Choosing packaging materials that are easy for consumers to recycle locally can increase consumer goodwill toward a brand and strengthen their loyalty. Rare is the consumer today who doesn’t care about packaging sustainability or who prefers over-packaged products that are needlessly hard to unpack and that produce large amounts of waste packaging. 

Brand Benefits of Sustainability

Choosing packaging materials with sustainability in mind is not only good for customer relations, but it's good for your brand itself. For one thing, you can reduce your carbon footprint—a fact you can measure and communicate to your customers. 

Moreover, sustainable packaging is about efficiency, and that often translates into space efficiency. The same warehouse space will go further, and more product can be shipped in the same volume of transport space. Less packaging also means more product units on the shelf, which benefits retailers too.
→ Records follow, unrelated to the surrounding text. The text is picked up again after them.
Issue #2029, opened 2023-07-04
Audit `x/mint`


SweeXordious:
## Context

https://github.com/celestiaorg/celestia-app/tree/main/x/mint

## Proposal

- Audit the specs and implementation
- Update the specs if anything is missing

PR #2030, opened 2023-07-04
docs: correct the mint inflation schedule

SweeXordious:
## Overview

Part of https://github.com/celestiaorg/celestia-app/issues/2029

Unless I'm missing something, one value needs to be updated in the specs:

image

## Checklist


rootulp:
Where is the screenshot from? I sourced the `1.647129056757192` value from ADR-019 https://github.com/celestiaorg/celestia-app/blob/965eafb4357376aec31f84f3628f7703c5587f9a/docs/architecture/adr-019-strict-inflation-schedule.md?plain=1#L45

SweeXordious:
@rootulp I did it manually in sheets: https://docs.google.com/spreadsheets/d/1XHc0o-2kK54vyn8lS_jd0-oeSQ96S2VX7JtMG4XhL8Q/edit?usp=sharing

I'll change in the ADR if this is correct

SweeXordious:
The thing I am investigating now is that we're using that exact value in the tests and it's not complaining... not sure what's the difference

rootulp:
I suspect Google sheets is dropping at that level of precision so I don't think the specs / ADR need to be updated but this raises a good point that all the values in the specs should have an associated unit test

PR #2008, opened 2023-06-29
feat: add multiple excluded directories to the test coverage script

evan-forbes:
## Overview

this pr enables us to add multiple directories to the exclusion list for measuring test coverage, and then adds the malicious package to that list

## Checklist

- [x] New and updated code has appropriate documentation
- [x] New and updated code has new and/or updated testing
- [x] Required CI checks are passing
- [x] Visual proof for any user facing features like CLI or documentation updates
- [ ] Linked issues closed with keywords

PR #2051, opened 2023-07-10
test: coverage report to exclude test/util and to not run race detection

cmwaters:


rootulp (approved):
[non-blocking][question] why did we ignore `/malicious` from test coverage in https://github.com/celestiaorg/celestia-app/pull/2008 ?

I don't see `/malicious` ignored from the test commands in the Makefile: https://github.com/celestiaorg/celestia-app/blob/main/Makefile so it seems safe to run test on it + collect code coverage for it

cmwaters:
> I don't see `/malicious` ignored from the test commands in the Makefile: https://github.com/celestiaorg/celestia-app/blob/main/Makefile so it seems safe to run test on it + collect code coverage for it

Yeah I'm indifferent about this. I'm not too sure who's using the code coverage data at all. You could also argue that code coverage for parts that can't possibly be hit in production (i.e. test infrastructure) isn't important to publish.

rootulp (approved):

SweeXordious (approved):
I guess the `e2e` framework and `txsim` also could be excluded as they're part of the infrastructure. Or could be moved under `util` too.

scripts/test_cover.sh
```diff
@@ -2,7 +2,7 @@
 set -e
 
 # Define the directories to exclude
-EXCLUDE_DIRS=("/malicious")
+EXCLUDE_DIRS=("/test/util")
```
staheri14, line 5: A suggestion about the PR title: This PR does more than "removing race detection", it also "excludes the "/test/util" directory from code coverage analysis".  You may consider updating the title.

staheri14 (commented):
It LGTM, however, I have a question: Am I correct in assuming that this script is exclusively for generating a test coverage report? In other words, do we still execute the tests located in the test/util directory, such as [this test](https://github.com/celestiaorg/celestia-app/blob/4725fd8925288fc03b42b1180526e07eaa2b927b/test/util/blobfactory/payforblob_factory_test.go#L15), or not?

SweeXordious:
> It LGTM, however, I have a question: Am I correct in assuming that this script is exclusively for generating a test coverage report? In other words, do we still execute the tests located in the test/util directory, such as [this test](https://github.com/celestiaorg/celestia-app/blob/4725fd8925288fc03b42b1180526e07eaa2b927b/test/util/blobfactory/payforblob_factory_test.go#L15), or not?

The tests are run in here: 
https://github.com/celestiaorg/celestia-app/blob/81ee99bf6a805cad7d3a20c544147c27c1b0aa82/.github/workflows/test.yml#L18-L19

What this PR touches is this, to generate the report:
https://github.com/celestiaorg/celestia-app/blob/81ee99bf6a805cad7d3a20c544147c27c1b0aa82/.github/workflows/test.yml#L21-L36

But as you said, it would be better if the title of the PR is adapted to also refer to the EXCLUDE directories change.

staheri14 (approved):
LGTM! (my suggestion for a change in the PR title still holds :) )

staheri14:
Thanks @SweeXordious for clarification on the tests 🙏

Finally, sustainable packaging materials are often of lighter weight, conferring cost-efficiency on both packaging costs and shipping costs. Brands with strong e-commerce presences can benefit even more, saving money on the cost of shipping to consumers and saving money with product returns. Sustainability isn’t something that happens overnight. Rather, it requires a strategy and commitment. But the ROI and increase in consumer perception of brand value make the commitment well worth the effort.

When you have a great CPG product, it’s important not to dilute its greatness by choosing ill-conceived or inconvenient packaging materials. Even the most ordinary household products involve a certain level of “unboxing,” even if it’s just taking an item from the shopping bag and placing it in the cupboard. Choosing the right packaging material for your CPG products requires considering functionality and safety, plus adherence to safety regulations for food products. It also requires smart pricing strategies, consideration of storage and distribution and the conditions that products experience during those phases. 

Companies that have a strong e-commerce presence must consider things like shipping weight, product protection, and the consumer unboxing experience. And products across all categories are increasingly turning their attention to improving sustainability, not only as a branding tactic, but also as a practical way to increase efficiency and reduce costs.